PR #1216, opened 2021-07-21
feat: Adds support for STS response not returning expires_in field.

xil222:
stsResponse doesnt return expire_in if subject_token isnt service account access token. 
Change the expire_in field to optional and add changes to downscopedclient and baseexternalclient.
bug: b/193924974
Your feedback is greatly appreciated! @bojeil-google @bcoe


src/auth/downscopedclient.ts
```diff
@@ -214,10 +214,15 @@ export class DownscopedClient extends AuthClient {
       this.credentialAccessBoundary
     );
 
+    const sourceCredExpireDate =
```
lsirac, line 217: Let's add a comment here: 

The STS endpoint will only return the expiration time for the downscoped access token if the
original access token represents a service account. The downscoped token's expiration time will always match the source credential expiration. When no expires_in is returned, we can copy the source credential's expiration time.

test/test.baseexternalclient.ts
```diff
@@ -1053,6 +1053,74 @@ describe('BaseExternalAccountClient', () => {
         scopes.forEach(scope => scope.done());
       });
 
+      it('should return credential with no expiry date if STS response does not return one', async () => {
```
lsirac, line 1056: I think expires_in is always returned for external account credentials, so this test might not be needed/confusing.

test/test.downscopedclient.ts
```diff
@@ -374,6 +374,126 @@ describe('DownscopedClient', () => {
...
+        stsSuccessfulResponseWithoutExpireInField.access_token
+      );
+      assert.strictEqual(
+        downscopedClient.credentials.expiry_date,
+        sourceCredentials.expiry_date
+      );
+      scope.done();
+    });
+
+    it('should has no expiry date if source cred has no expiry time and STS response does not return one', async () => {
```
lsirac, line 435: nit: have

test/test.downscopedclient.ts
```diff
@@ -374,6 +374,126 @@ describe('DownscopedClient', () => {
       );
       scope.done();
     });
+
+    it('should copy source cred expiry time if STS response does not return expiry time', async () => {
```
lsirac, line 378: This test confuses me. Based on the description, all we should be doing is (which you are doing):
1. Initialize a source credential with a certain expiration time
2. Mock STS to not return expires_in
3. Initialize DownscopedClient with the source credential
4. Call getAccessToken, and assert that the expiration matches the source credential

I don't think you need mock the clock so that the credentials you set expire. If you want to test that path, that can be a separate test?

test/test.baseexternalclient.ts
xil222: Yes, I think this usually not needed. However, since I changed logic by setting expire_in to optional,
I want to cover the line expireDate = null in refreshAccessTokenAsync() else case in baseexternalclient.ts.

src/auth/baseexternalclient.ts
```diff
@@ -378,10 +378,11 @@ export abstract class BaseExternalAccountClient extends AuthClient {
         stsResponse.access_token
       );
     } else {
```
bcoe, line 380: If you made this `else if (stsResponse.expires_in) {`

Then there's no need to cast to a `number`.

bcoe (changes requested):

test/test.downscopedclient.ts
```diff
@@ -411,9 +411,11 @@ describe('DownscopedClient', () => {
 
       clock.tick(1);
       const refreshedTokenResponse = await downscopedClient.getAccessToken();
+
+      const responseExpireIn = stsSuccessfulResponse.expires_in as number;
```
lsirac, line 415: nit: responseExpiresIn or expiresIn

lsirac (approved):

test/test.downscopedclient.ts
```diff
@@ -534,12 +536,100 @@ describe('DownscopedClient', () => {
...
       );
       await assert.rejects(downscopedClient.getAccessToken(), expectedError);
     });
+
+    it('should copy source cred expiry time if STS response does not return expiry time', async () => {
+      const now = new Date().getTime();
+      const credentials = {
+        access_token: 'ACCESS_TOKEN',
+        expiry_date: now + ONE_HOUR_IN_SECS * 1000,
+      };
```
bojeil-google, line 552: Why do you need to set these credentials and to call `client.setCredentials(credentials);`?
I suggest removing them for this test to just focus on the expiration time population logic.

Instead you can expose a public property on `TestAuthClient` to populate the expiration time on `client.credentials.expiry_date` when `getAccessToken()` is called.

test/test.downscopedclient.ts
```diff
@@ -534,12 +536,100 @@ describe('DownscopedClient', () => {
...
+          statusCode: 200,
+          response: stsSuccessfulResponseWithoutExpireInField,
+          request: {
+            grant_type: 'urn:ietf:params:oauth:grant-type:token-exchange',
+            requested_token_type:
+              'urn:ietf:params:oauth:token-type:access_token',
+            subject_token: 'subject_token_0',
+            subject_token_type: 'urn:ietf:params:oauth:token-type:access_token',
+            options:
+              testClientAccessBoundary &&
```
bojeil-google, line 613: You don't need this check.

test/test.downscopedclient.ts
```diff
@@ -534,12 +536,100 @@ describe('DownscopedClient', () => {
...
```
bojeil-google, line 569: You don't need this check.

test/test.downscopedclient.ts
```diff
@@ -534,12 +536,100 @@ describe('DownscopedClient', () => {
...
+      scope.done();
+    });
+
+    it('should have no expiry date if source cred has no expiry time and STS response does not return one', async () => {
+      const credentials = {
+        access_token: 'ACCESS_TOKEN',
+      };
+      const stsSuccessfulResponseWithoutExpireInField = Object.assign(
+        stsSuccessfulResponse,
+        {}
```
bojeil-google, line 599: Same issue here. The arguments need to be swapped.

test/test.downscopedclient.ts
```diff
@@ -534,12 +536,100 @@ describe('DownscopedClient', () => {
...
+        downscopedClient.credentials.expiry_date,
+        credentials.expiry_date
+      );
+      scope.done();
+    });
+
+    it('should have no expiry date if source cred has no expiry time and STS response does not return one', async () => {
+      const credentials = {
+        access_token: 'ACCESS_TOKEN',
+      };
```
bojeil-google, line 596: I think `TestAuthClient ` already doesn't populate the expiration, so this may not be needed.

bojeil-google (changes requested):
Thanks for putting this together. I mostly have suggestions and propose tweaks to the unit tests.

test/test.downscopedclient.ts
xil222: I think there're some confusions here, getAccessToken() is contained both in downscopedClient and authClient however functions differently, in testAuthClient, it is only supposed to return the access token / subject token, the latter one is returning an object including(token, expirationTime, res). I am mocking testAuthClient class extends on authClient class but not downscopedClient.

In implementation, the actual way of getting sourceCredExpireDate() is this.authClient.credentials?.expiry_date but not calling getAccessToken(), so calling client.setCredential(credentials) is the only and built-in way of setting expiration time.

test/test.downscopedclient.ts
```diff
@@ -49,6 +49,10 @@ class TestAuthClient extends AuthClient {
     throw new Error('Cannot get subject token.');
   }
 
+  set expirationTime(expirationTime: number) {
```
bojeil-google, line 52: I think this could also be cleared or set to null?
`set expirationTime(expirationTime: number|undefined|null) {`

test/test.baseexternalclient.ts
```diff
@@ -356,14 +357,34 @@ describe('BaseExternalAccountClient', () => {
         const client = new TestExternalAccountClient(
           externalAccountOptionsWithCreds
         );
+        // Listen to tokens events. On every event, push to list of
+        // emittedEvents.
+        client.on('tokens', tokens => {
```
bojeil-google, line 362: BTW, should we add a similar test for downscoped client to assert emitted event?

bojeil-google (changes requested):

bojeil-google (approved):

bcoe (approved):

PR #1218, opened 2021-07-23
samples: update TODO section

averikitsch:

### DIFF
--- a/samples/idtokens-serverless.js
+++ b/samples/idtokens-serverless.js
@@ -29,6 +29,7 @@ function main(
    * TODO(developer): Uncomment these variables before running the sample.
    */
   // const url = 'https://TARGET_URL';
+  // const targetAudience = null;
   const {GoogleAuth} = require('google-auth-library');
   const auth = new GoogleAuth();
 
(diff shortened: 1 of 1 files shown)


averikitsch:
`.origin` will strip the GCF url of the actual function route. I have tested with Cloud Run and it works either way.

averikitsch:
@googleapis/yoshi-nodejs PTAL

samples/idtokens-serverless.js
```diff
@@ -29,14 +29,15 @@ function main(
    * TODO(developer): Uncomment these variables before running the sample.
    */
   // const url = 'https://TARGET_URL';
+  // const targetAudience = null;
```
JustinBeckwith, line 32: As written, this code would fail because we're using a `const` instead of `let`, and trying to assign down on line 40.  Would another option here be moving `const {URL} = require('url');` with the other requires, and always doing the assignment of `const targetAudience = new URL(url)` on line 32?

JustinBeckwith (changes requested):
One issue with the snippet we should discuss - also, please use `docs:` or `samples:` - when you use `fix:`, it signals to the release tooling that this should cause a release.  This PR doesn't have any material impact on the library code, so we wouldn't want to do that.

JustinBeckwith (approved):

PR #1219, opened 2021-07-26
fix: Fixes issues in downscoped client implementation.

xil222:
Fixes issues like comments, STS endpoint, getAccessToken() return type, and add a couple of more tests in downscopedClient implementation.
@bojeil-google 

Hi Ben, this might need you sign [CLA](https://opensource.corp.google.com/github/prinfo?q=http://github.com/googleapis/google-auth-library-nodejs/pull/1219)

### DIFF
--- a/src/auth/downscopedclient.ts
+++ b/src/auth/downscopedclient.ts
@@ -37,9 +37,10 @@ const STS_SUBJECT_TOKEN_TYPE = 'urn:ietf:params:oauth:token-type:access_token';
 const STS_ACCESS_TOKEN_URL = 'https://sts.googleapis.com/v1/token';
 
 /**
- * Credential Access Boundary Rules upper bound number.
+ * The maximum number of access boundary rules a Credential Access Boundary
+ * can contain.
  */
-export const MAX_BOUNDARY_LIMIT = 10;
+export const MAX_ACCESS_BOUNDARY_RULES_COUNT = 10;
 
 /**
  * Offset to take into account network delays and server clock skews.
@@ -54,8 +55,8 @@ interface CredentialsWithResponse extends Credentials {
 }
 
 /**
- * Internal interface for tracking and returning Downscoped access token
- * expiration time.
+ * Internal interface for tracking and returning the Downscoped access token
+ * expiration time in epoch time (seconds).
  */
 interface DownscopedAccessTokenResponse extends GetAccessTokenResponse {
   expirationTime?: number | null;
@@ -88,12 +89,14 @@ interface AvailabilityCondition {
 }
 
 /**
- * Downscoped with Credential Access Boundary Client.
- * This is used to instantiate AuthClients for exchanging downscoped access
- * tokens using GCP access token fetched from source credentials such as service
- * account, user account or external account.
- * The process of exchanging GCP access token for downscoped token is based
- * on STS token endpoint.
+ * Defines a set of Google credentials that are downscoped from an existing set
+ * of Google OAuth2 credentials. This is useful to restrict the Identity and
+ * Access Management (IAM) permissions that a short-lived credential can use.
+ * The common pattern of usage is to have a token broker with elevated access
+ * generate these downscoped credentials from higher access source credentials
+ * and pass the downscoped short-lived access tokens to a token consumer via
+ * some secure authenticated channel for limited access to Google Cloud Storage
+ * resources.
  */
 export class DownscopedClient extends AuthClient {
   private cachedDownscopedAccessToken: CredentialsWithResponse | null;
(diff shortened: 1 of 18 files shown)


src/auth/downscopedclient.ts
```diff
@@ -74,35 +87,44 @@ interface AvailabilityCondition {
...
-   * used.
-   */
   private cachedDownscopedAccessToken: CredentialsWithResponse | null;
   private readonly stsCredential: sts.StsCredentials;
-  public readonly authClient: AuthClient;
-  public readonly credentialAccessBoundary: CredentialAccessBoundary;
   public readonly eagerRefreshThresholdMillis: number;
   public readonly forceRefreshOnFailure: boolean;
 
   constructor(
```
bojeil-google, line 104:
```
  /**
   * Instantiates a downscoped client object using the provided source
   * AuthClient and credential access boundary rules.
   * To downscope permissions of a source AuthClient, a Credential Access Boundary
   * that specifies which resources the new credential can access, as well as an
   * upper bound on the permissions that are available on each resource, has to be
   * defined. A downscoped client can then be instantiated using the source
   * AuthClient and the Credential Access Boundary.
   * @param authClient The source AuthClient to be downscoped based on the
   *    provided Credential Access Boundary rules.
   * @param credentialAccessBoundary The Credential Access Boundary which
   *    contains a list of access boundary rules. Each rule contains information on
   *    the resource that the rule applies to, the upper bound of the permissions
   *    that are available on that resource and an optional condition to further
   *    restrict permissions.
   * @param additionalOptions Optional additional behavior customization
   *   options. These currently customize expiration threshold time and
   *   whether to retry on 401/403 API request errors.
   */
```

src/auth/downscopedclient.ts
```diff
@@ -129,39 +148,41 @@ export class DownscopedClient extends AuthClient {
...
   /**
    * Provides a mechanism to inject Downscoped access tokens directly.
-   * When the provided credential expires, a new credential, using the
-   * external account options are retrieved.
-   * Notice DownscopedClient is the broker class mainly used for generate
-   * downscoped access tokens, it is unlikely we call this function in real
-   * use case.
-   * We implement to make this a helper function for testing all cases in getAccessToken().
+   * The expiry_date field is required for other clients dealing with
+   * token expiration checking and refreshing.
```
bojeil-google, line 152: The expiry_date field is required to facilitate determination of the token expiration which would make it easier for the token consumer to handle.

src/auth/downscopedclient.ts
```diff
@@ -129,39 +148,41 @@ export class DownscopedClient extends AuthClient {
...
    * @param credentials The Credentials object to set on the current client.
    */
   setCredentials(credentials: Credentials) {
+    if (!credentials.expiry_date) {
+      throw new Error(
+        'Credentials expiry date field has to be set up in downscopedClient.'
```
bojeil-google, line 158: The access token expiry_date field is missing in the provided credentials.

src/auth/downscopedclient.ts
```diff
@@ -129,39 +148,41 @@ export class DownscopedClient extends AuthClient {
...
     super.setCredentials(credentials);
     this.cachedDownscopedAccessToken = credentials;
   }
 
-  async getAccessToken(): Promise<GetAccessTokenResponse> {
+  async getAccessToken(): Promise<DownscopedAccessTokenResponse> {
     // If the cached access token is unavailable or expired, force refresh.
-    // The Downscoped access token will be returned in GetAccessTokenResponse format.
-    // If cached access token is unavailable or expired, force refresh.
+    // The Downscoped access token will be returned in DownscopedAccessTokenRespons
```
bojeil-google, line 167: typo

src/auth/downscopedclient.ts
```diff
@@ -207,7 +229,7 @@ export class DownscopedClient extends AuthClient {
       subjectTokenType: STS_SUBJECT_TOKEN_TYPE,
     };
 
-    // Exchange the source access token for a Downscoped access token.
+    // Exchange the GCP access token for a Downscoped access token.
```
bojeil-google, line 232: The returned downscoped access token is also a GCP access token. Maybe we can keep this "source AuthClient access token"

test/test.downscopedclient.ts
```diff
@@ -269,22 +296,40 @@ describe('DownscopedClient', () => {
     });
   });
 
-  describe('getAccessToken()', () => {
-    let sandbox: sinon.SinonSandbox;
-    before(() => {
-      const expectedAccessTokenResponse = {
-        token: 'subject_token',
+  describe('setCredential()', () => {
+    it('should throw error if no expire time is set in credential.', async () => {
```
bojeil-google, line 300: nit: no need for dot at the end of test description

test/test.downscopedclient.ts
```diff
@@ -269,22 +296,40 @@ describe('DownscopedClient', () => {
...
+        testClientAccessBoundary
+      );
+      assert.throws(() => {
+        downscopedClient.setCredentials(credentials);
+      }, expectedError);
     });
 
-    after(() => {
-      sandbox.restore();
+    it('should not throw error if expire time is set in credential.', async () => {
```
bojeil-google, line 316: nit: no need for dot at the end of test description

test/test.downscopedclient.ts
```diff
@@ -269,22 +296,40 @@ describe('DownscopedClient', () => {
...
+        access_token: 'DOWNSCOPED_CLIENT_ACCESS_TOKEN',
+        expiry_date: now + ONE_HOUR_IN_SECS * 1000,
+      };
+      const downscopedClient = new DownscopedClient(
+        client,
+        testClientAccessBoundary
+      );
+      assert.doesNotThrow(() => {
+        downscopedClient.setCredentials(credentials);
+      });
```
bojeil-google, line 328: Assert the credentials are set correctly.
```
const tokenResponse = await downscopedClient.getAccessToken();
assert.deepStrictEqual(tokenResponse.token, credentials.access_token);
assert.deepStrictEqual(tokenResponse.expirationTime, credentials.expiry_date);
```

test/test.downscopedclient.ts
```diff
@@ -298,6 +343,18 @@ describe('DownscopedClient', () => {
       downscopedClient.setCredentials(credentials);
```
bojeil-google, line 343: You can test the expiration is calculated correctly (with the offset) by using a mock clock and run tick with expirationDelta - 1 and confirm the cached token is returned.

test/test.downscopedclient.ts
```diff
@@ -336,44 +391,135 @@ describe('DownscopedClient', () => {
...
+        downscopedClient.credentials.access_token
+      );
+      assert.deepStrictEqual(
+        actualResponse.expirationTime,
+        downscopedClient.credentials.expiry_date
+      );
+      scope.done();
+    });
+
+    it('should throw error when getting subject token', async () => {
```
bojeil-google, line 514: should throw when the source AuthClient rejects on token request

bojeil-google (changes requested):
Thanks for making the requested changes! Most of the requested changes are minor and should be easy to resolve.

src/auth/downscopedclient.ts
```diff
@@ -48,10 +53,18 @@ interface CredentialsWithResponse extends Credentials {
   res?: GaxiosResponse | null;
 }
 
+/**
+ * Internal interface for tracking and returning Downscoped access token
```
lsirac, line 57: "the downscoped access token's expiration time"

src/auth/downscopedclient.ts
```diff
@@ -74,35 +87,44 @@ interface AvailabilityCondition {
...
+    ) {
       throw new Error('At least one access boundary rule needs to be defined.');
-    } else if (cab.accessBoundary.accessBoundaryRules.length > 10) {
-      throw new Error('Access boundary rule exceeds limit, max 10 allowed.');
+    } else if (
+      credentialAccessBoundary.accessBoundary.accessBoundaryRules.length >
+      MAX_BOUNDARY_LIMIT
+    ) {
+      throw new Error(
+        `Access boundary rule exceeds limit, max ${MAX_BOUNDARY_LIMIT} allowed.`
```
lsirac, line 121: nit:  "The provided access boundary has more than ${MAX_BOUNDARY_LIMIT} access boundary rules."

src/auth/downscopedclient.ts
lsirac, line 167: nit: DownscopedAccessTokenResponse

src/auth/downscopedclient.ts
xil222: this repo not always using 's, and used capped for Downscoped, I might have to follow the styles.

bcoe:
@xil222 please don't hesitate to reach out when @bojeil-google's comments are addressed.

src/auth/downscopedclient.ts
```diff
@@ -129,39 +172,42 @@ export class DownscopedClient extends AuthClient {
...
-   * Notice DownscopedClient is the broker class mainly used for generate
-   * downscoped access tokens, it is unlikely we call this function in real
-   * use case.
-   * We implement to make this a helper function for testing all cases in getAccessToken().
+   * The expiry_date field is required to facilitate determination of the token
+   * expiration which would make it easier for the token consumer to handle.
    * @param credentials The Credentials object to set on the current client.
    */
   setCredentials(credentials: Credentials) {
+    if (!credentials.expiry_date) {
```
lsirac, line 180: I don't know about this. It is technically possible to get a downscoped access token without an expiry (source creds no expiry, STS does not return one). Would be weird to return a downscoped access token without expiry, but then they can't inject it here. Though, I'm not sure why a developer would even use this method.

@bojeil-google thoughts?

bojeil-google: `setCredentials` is defined in the abstract super class `AuthClient`, so it will always be there.
I doubt it will be used. Most customers will just provide a source `AuthClient`. In that case, we should have the ability to get the underlying expiration time from the source `AuthClient`. We are trying to make sure if the customer provides it to us (though unlikely), they also provide the expiration time to make things easier and more determinable. I guess we can always relax it in the future if a customer has a good reason for it, though I highly doubt this will be used.

bojeil-google (approved):

lsirac (approved):

bcoe (approved):

PR #1227, opened 2021-08-05
feat: add GoogleAuth.sign() support to external account client

### LINKED ISSUE #1215: GoogleAuth.sign does not work with ExternalCredentials
#### Environment details

  - OS: Mac OS 11.4
  - Node.js version: 14.16.1
  - npm version: 6.14.12
  - `google-auth-library` version: 7.3.0

#### Steps to reproduce
```ts
const { GoogleAuth } = require('google-auth-library');

const auth = new GoogleAuth({ keyFilename: './clientLibraryConfig.json' });
auth.sign('abc').then(console.log); // fails
```
output:
```
(node:76183) UnhandledPromiseRejectionWarning: Error: Cannot sign data without `client_email`.
    at GoogleAuth.sign (/Users/calvinhuang/scale/gcptest/node_modules/google-auth-library/build/src/auth/googleauth.js:638:19)
```
Attempting to use workload identity federation with cloud storage signing does not work because of this, where clientLibraryConfig.json is the config retrieved from the workload identity pools page.

it is possible to work around with a bit of a hack:

```ts
const { GoogleAuth } = require('google-auth-library');

const auth = new GoogleAuth({ keyFilename: './clientLibraryConfig.json' });
(async () => {
  await auth.getClient();
  auth.jsonContent = { client_email: 'service-account-email' };
  await auth.sign('abc').then(console.log);
})()
```

bojeil-google:
External account credentials previously did not support signing blobs.
The implementation previously depended on service account keys or
the service account email in order to call IAMCredentials signBlob.

When service account impersonation is used with external account
credentials, we can get the impersonated service account email and
call the signBlob API with the generated access token, provided the
token has the `iam.serviceAccounts.signBlob` permission. This is
included in the "Service Account Token Creator" role.

Fixes https://github.com/googleapis/google-auth-library-nodejs/issues/1215

### DIFF
--- a/src/auth/baseexternalclient.ts
+++ b/src/auth/baseexternalclient.ts
@@ -177,6 +177,19 @@ export abstract class BaseExternalAccountClient extends AuthClient {
     this.projectNumber = this.getProjectNumber(this.audience);
   }
 
+  /** The service account email to be impersonated, if available. */
+  getServiceAccountEmail(): string | null {
+    if (this.serviceAccountImpersonationUrl) {
+      // Parse email from URL. The formal looks as follows:
+      // https://iamcredentials.googleapis.com/v1/projects/-/serviceAccounts/name@project-id.iam.gserviceaccount.com:generateAccessToken
+      const matches = this.serviceAccountImpersonationUrl.match(
+        /serviceAccounts\/([^:]+):generateAccessToken$/
+      );
+      return (matches && matches[1]) || null;
+    }
+    return null;
+  }
+
   /**
    * Provides a mechanism to inject GCP access tokens directly.
    * When the provided credential expires, a new credential, using the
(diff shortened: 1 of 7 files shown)


silvolu (approved):

src/auth/baseexternalclient.ts
```diff
@@ -177,6 +177,19 @@ export abstract class BaseExternalAccountClient extends AuthClient {
     this.projectNumber = this.getProjectNumber(this.audience);
   }
 
+  /** The service account email to be impersonated, if available. */
+  getServiceAccountEmail(): string | null {
+    if (this.serviceAccountImpersonationUrl) {
+      // Parse email from URL. The formal looks as follows:
+      // https://iamcredentials.googleapis.com/v1/projects/-/serviceAccounts/name@project-id.iam.gserviceaccount.com:generateAccessToken
+      const matches = this.serviceAccountImpersonationUrl.match(
+        /serviceAccounts\/([^:]+):generateAccessToken$/
```
bcoe, line 186: nit: I would be tempted to use a named capture group here, makes for slightly easier to follow code than `matches[1]`.

bcoe (approved):

src/auth/baseexternalclient.ts
bojeil-google: Done

PR #1232, opened 2021-08-12
feat: Make full implementation on DownscopedClient.

xil222:
This full implementation for downscoped client is just to satisfy requirement of the abstract class AuthClient, this is neither urgent and nor a blocker in terms of functionality since they're not expected to be used by token brokers.

Three components are added:
1. Add quota_project_id as an optional parameter in constructor.
2. Implement and test getRequestHeaders() API.
3. Implement and test request() API.
These implementations are mostly copied from BaseExternalClient.

### DIFF
--- a/src/auth/downscopedclient.ts
+++ b/src/auth/downscopedclient.ts
@@ -12,7 +12,13 @@
 // See the License for the specific language governing permissions and
 // limitations under the License.
 
-import {GaxiosOptions, GaxiosPromise, GaxiosResponse} from 'gaxios';
+import {
+  GaxiosError,
+  GaxiosOptions,
+  GaxiosPromise,
+  GaxiosResponse,
+} from 'gaxios';
+import * as stream from 'stream';
 
 import {BodyResponseCallback} from '../transporters';
 import {Credentials} from './credentials';
@@ -122,11 +128,14 @@ export class DownscopedClient extends AuthClient {
    * @param additionalOptions Optional additional behavior customization
    *   options. These currently customize expiration threshold time and
    *   whether to retry on 401/403 API request errors.
+   * @param quotaProjectId Optional quota project id for setting up in the
+   *   x-goog-user-project header.
    */
   constructor(
     private readonly authClient: AuthClient,
     private readonly credentialAccessBoundary: CredentialAccessBoundary,
-    additionalOptions?: RefreshOptions
+    additionalOptions?: RefreshOptions,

+--

Work to complete: Each line in the entries above that includes the word "idtokens" counts once; state the total and nothing else.

Finished task: 3